How the dinosaur died isn’t known. The nodosaur was a land-dwelling creature; an armor-plated plant-eater. Somehow its corpse would end up at the bottom of what was an ancient sea, where minerals were able to keep the body largely intact and eventually turned it into a fossil (similar to the amazing finds that have taken place in Texas, for the same reasons.) It was originally unearthed in 2011 when a shovel operator in a mine found a block that had a funny pattern to it and contacted a geologist. Scientists quickly recognized it as one of the most well-preserved specimens of its kind, and have been working to study and continue its preservation since.

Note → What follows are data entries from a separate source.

Issue #48, opened 2018-05-30
Add Java/Maven metadata support


jvz:
I was browsing through the codebase and found [this feature](https://github.com/anchore/anchore-engine/blob/master/anchore_engine/analyzers/modules/32_java_packages.py) where `manifest.mf` files are scanned for data. Not all Java libraries add these metadata. However, any library packaged with Apache Maven tends to include a file named `pom.properties` (generally inside `META-INF/maven/groupId/artifactId/pom.properties`) which has the name and version info data. This is also generally more reliable than the manifest file due to, once again, typical build tooling usage. This can be very helpful when libraries are shaded together; the manifest files may get destroyed in the process, but all the `pom.properties` files will safely-ish combine together (other than version number conflicts, but that's also handled by shading).

zhill:
@jvz thanks for filing this. We'll definitely take a look and update this ticket with progress. Anything that helps the fidelity of the detection process is much appreciated.

jvz:
I'd love to help out where I can with this. I'm investigating integrating Anchore with Jenkins's Jenkins build, and if I can use the same tool for both Docker images as well as the Java libraries within, that would be fantastic. I'm not exactly sure how these data overlap with the CVE feeds, but that would be my goal at least.

nurmi:
Hi @jvz - that is a great observation!  There are effectively two 'sides' to the anchore process, where the first is 'gather the data' and the second is 'parse, store and use' the data for policy evaluation.  The analyzer module (32_java_packages.py) represents the first phase, where I'd suggest that we would add the pom.properties file as an additional 'metadata' element, if found.  The second part is largely implemented [here in the policy engine](https://github.com/anchore/anchore-engine/blob/master/anchore_engine/services/policy_engine/engine/loaders.py#L590), where candidates for the name/version are discovered from the analyzer artifacts, constructed into a set of potential CPEs, and then matched against NVD data (and used as content output when java package information is requested for an image).  

I thought I'd provide a bit more context about the two 'sides' of the process when considering adding more analysis capabilities for java packages!

jvz:
Great, that's exactly what I was wondering about! Are there any sample unit or integration tests to go off of? Or perhaps a desired way of doing so if there aren't any already.

zhill:
[...]

PR #60, opened 2018-06-07
Add support for scanning Jenkins plugins

jvz:
This adds the file extensions ".hpi" and ".jpi" to the list of recognized Java
library filenames.

This adds Jenkins plugin file extensions to the list of Java file extensions to scan.

**Special notes**:

Related to #48 somewhat.

### DIFF
--- a/anchore_engine/analyzers/modules/32_java_packages.py
+++ b/anchore_engine/analyzers/modules/32_java_packages.py
@@ -22,6 +22,8 @@ import anchore_engine.analyzers.utils
 
 analyzer_name = "package_list"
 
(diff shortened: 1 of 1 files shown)


jvz:
I'm almost tempted to add `.rar` files since those are technically another Java EE/Jakarta EE file extension, but that could be confused with real rar files (the Java EE rar file is still a zip). Plus, I've literally never seen anyone use them in the wild before. Realistically, you'd only find them inside a `.ear` file or an exploded ear directory which makes it a little more complicated to find properly.

zhill:
@jvz Thanks, much appreciated! We'll give this a review.

Issue #81, opened 2018-08-13
low performance on image evaluation


armstrongli:
**Is this a request for help?**:
* No
---

**Is this a BUG REPORT or a FEATURE REQUEST?** (choose one):
* bug report

**Version of Anchore Engine and Anchore CLI if applicable**:
All the versions of anchore
 
**What happened**:
The kubernetes image policy is very low performance

**What did you expect to happen**:
The evaluation has been done by calling the eval, and a evaluation result is stored in table *policy_eval* . The evaluation should be extremely fast as it is only a one-row query. 

**Any relevant log output from /var/log/anchore**:

**What docker images are you using**:

**How to reproduce the issue**:

**Anything else we need to know**:
The call stack of the kubernetes webhook is:
* anchore_engine/services/kubernetes_webhook/api/controllers/default_controller.py
   * `imagepolicywebhook(bodycontent)`
   * result = catalog.get_eval_latest(request_user_auth, tag=fulltag, imageDigest=imageDigest, policyId=requestPolicyId)
* anchore_engine/clients/catalog.py
   * get_eval_latest(userId, policyId=None, imageDigest=None, tag=None, evalId=None)
   * eval_records = get_evals(userId, policyId=policyId, imageDigest=imageDigest, tag=tag, evalId=evalId, newest_only=True)
   * get_evals(userId, policyId=None, imageDigest=None, tag=None, evalId=None, newest_only=False)
   * ret = http.anchy_get(url, params=params, auth=auth, headers=headers, verify=localconfig['internal_ssl_verify'])
* anchore_engine/services/catalog/api/controllers/policy_evaluations.py
   * get_evals(policyId=None, imageDigest=None, tag=None, evalId=None, newest_only=False)
   * **list_evals_impl(session, userId=user_id, policyId=policyId, imageDigest=imageDigest, tag=tag, evalId=evalId)** . Down here, all the calls are going through the same logic as the `newest_only` option is dropped and not used anywhere.
   * list_evals_impl(dbsession, userId, policyId=None, imageDigest=None, tag=None, evalId=None, newest_only=False)
   * rc = catalog_impl.perform_policy_evaluation(userId, imageDigest, dbsession, evaltag=evaltag, policyId=policyId)

The whole stack show that all the requests are hitting the policy engine and does the whole evaluation every time when there's a evaluation call.

armstrongli:
PR for this issue on performance fix: https://github.com/anchore/anchore-engine/pull/82

[...]

PR #82, opened 2018-08-13
get the latest evaluation result from database if the newest_only is …

armstrongli:
…true

Fix one issue on kubernetes webhook

* https://github.com/anchore/anchore-engine/issues/81

**Special notes**:

The logic change part is to check the existing evaluation result first, then do evaluation if there're no evaluation records in the database.

### DIFF
--- a/anchore_engine/services/catalog/api/controllers/policy_evaluations.py
+++ b/anchore_engine/services/catalog/api/controllers/policy_evaluations.py
@@ -27,11 +27,8 @@ def get_evals(policyId=None, imageDigest=None, tag=None, evalId=None, newest_onl
         user_id = request_inputs['userId']
 
         with db.session_scope() as session:
-            if newest_only:
-                evals = list_evals_impl(session, userId=user_id, policyId=policyId, imageDigest=imageDigest, tag=tag,
-                                        evalId=evalId)
-            else:
-                evals = list_evals_impl(session, userId=user_id, policyId=policyId, imageDigest=imageDigest, tag=tag, evalId=evalId)
+            evals = list_evals_impl(session, userId=user_id, policyId=policyId, imageDigest=imageDigest, tag=tag,
+                                    evalId=evalId, newest_only=newest_only)
 
             if not evals:
                 httpcode = 404
@@ -141,6 +138,10 @@ def list_evals_impl(dbsession, userId, policyId=None, imageDigest=None, tag=None
     if evalId is not None:
         dbfilter['evalId'] = evalId
 
+    if newest_only:
+        records = db_policyeval.tsget_byfilter(userId, session=dbsession, **dbfilter)
+        if len(records) > 0:
+            return records
 
     # perform an interactive eval to get/install the latest
     try:


zhill:
@armstrongli Thanks for digging in and submitting this PR, we definitely appreciate the work and contribution, and we'll definitely work to solve the performance issue with you.

However, in this PR it looks like you're significantly changing the semantics of the 'newest_only' flag in the internal catalog API from it's original intent and in ways that have impacts to other parts of the API. The original intent was to control the number of results returned, not short-circuit the evaluation. I understand the desire to achieve that short-circuit, but implementing it there has implications on the rest of the system and the overall accuracy of the policy evaluation results.

Specifically, with the proposed change, any user call to 'anchore-cli evaluate check ' would only return the first policy evaluation ever done unless a user also has the policy_evaluation subscription active for the tag, and then only for the newest image mapped to that tag, so untagged images would never have their policy evaluations updated to reflect new CVEs, policy changes, or other external updates that impact the policy result.

There is definitely a bug in the 'newest_only' handling, and a fix for that will reduce some db traffic, but this PR is making a significant semantic change to how the engine behaves, so as-is I can't accept it, but I am happy to merge a PR for fixing the newest_only bug that does not change the semantics of the call:

Fix the invocation to pass the param -- https://github.com/anchore/anchore-engine/blob/master/anchore_engine/services/catalog/api/controllers/policy_evaluations.py#L31

Fix the lookup (add a 'limit 1' on the query itself in the db_policyeval.tsget_byfilter via a new parameter like 'limit=None' in function declaration) -- https://github.com/anchore/anchore-engine/blob/master/anchore_engine/services/catalog/api/controllers/policy_evaluations.py#L165

I definitely want to help fix your core issue: slow k8s webhook performance. Probably accomplished by introducing a proper cache with things like ttl control in the handler or as an external client, and I'm happy to follow up on this with you if you're interested in tackling it or helping. I'm going to be working on something here in the next few days to add support for Validating and Mutating webhooks from k8s as well.

armstrongli:
@zhill 
Agree with you that this PR is changing the meaning of the `newest_only` flag. The flag should be a flag to change the set of  queries from anchore eval list. 

>  Probably accomplished by introducing a proper cache with things like ttl control in the handler or as an external client,

I think it's not the best option to set up a external cache for the evaluation result as the cache has no idea what is happening in the backend, and don't know when to refresh the cache. By anchore engine, the valuation result will never change if 
1. there're no CVE changes
2. there're no image updates
3. there're no policy updates

And anchore engine itself has the full context on the image and know when to re-evaluate the image and when to refresh the result in the table. 
There're subscriptions set up in anchore engine - vuln_update, analysis_update, tag_update, etc. - and it is available for anchore engine to detect which images should be re-evaluate and when to update the result. 
A cache server is an extremely thin layer without any context on the backend service. and it is better to have a fast sync between cache layer and service layer.

zhill:
@armstrongli fundamentally, your description of the update condition is correct (except that any feed update can cause a policy eval change, not just CVEs), but that is not currently implemented in the system and those existing subscriptions only cover the currently tagged image, which is not the same scope as the policy evaluation code, which can evaluate any image based on digest whether currently tagged or not. What you're describing is definitely what we'll get to, but only at that point is it safe for the rest of the system to change the semantics of the _newest_only_ parameter. Before those other changes are made this change can lead to very stale evaluations that may never get updated in some cases.

The most direct solution to your issue, performance in the webhook, can be accomplished with a very simple cache that just remembers the (image digest, tag, bundle id, result) tuple for say 30 or 60 seconds and reduces hits to the policy engine. That should get you over the performance issue while we work to implement the more sophisticated update logic you described, which is certainly the better long-term solution and has been in our plans for a while.

I've also run into this with other webhook handlers (ValidatingWebhooks for anchore in other projects), so I'll prioritize the full state check work for the next release and will keep #82 updated. Once that is in place the newest_only flag shouldn't be necessary as the api call for getting a policy evaluation should work as efficiently as possible in any invocation. If you're interested in contributing this work that would be great and we can discuss where/how it should work (check for feed sync since last eval, bundle update, if any has changed, re-run the evaluation, else return the last eval).

If you want to fix the newest_only bug as I described in my initial response, or file a new PR to implement the design you and I discussed around checking image, policy, and feed sync state, I'm happy to review those as well.

zhill:
This should be no longer an issue with the interactive evaluation and changes in 0.3.1 of anchore-engine to support policy evalutions only when either the image, feeds, or policy has changed. See: eec019d6533e3bc7e51ddd91993094e0c4be127e (there are a couple of follow-up bug fixes, but that commit is the primary feature).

110-Million-Year-Old ‘Dinosaur Mummy’ Emerges from Oil Sands

Photo: Facebook/Royal Tyrrell Museum

In an interview with the New York Times from May of this year, Don Brinkman, director of preservation and research at the Royal Tyrrell Museum located in Drumheller, Alberta, noted, “It’s basically a dinosaur mummy — it really is exceptional.” Coming from the Millennium Mine in northern Alberta, the area it was located in had, at one time, been a giant seabed. The area has been rich with fossils as far back as there have been records of such things.

110-Million-Year-Old ‘Dinosaur Mummy’ Emerges from Oil Sands

Photo: Facebook/Nodosaur

Photographed for the June 2017 issue of National Geographic, the dinosaur “mummy” went on display in Drumheller in May. Within the province of Alberta, any fossil that is discovered is deemed the property of the government, and not of the landowner on whose property it was found. Many are found due to erosion, however, mining is a large industry in that part of Canada, and has proven to be a godsend for paleontologists. They work as best they can with the industry in order that future finds aren’t neglected as a result of bad partnerships. A boon for his industry, Brinkman identified, “These are specimens that would never be recovered otherwise. We get two or three significant specimens each year.”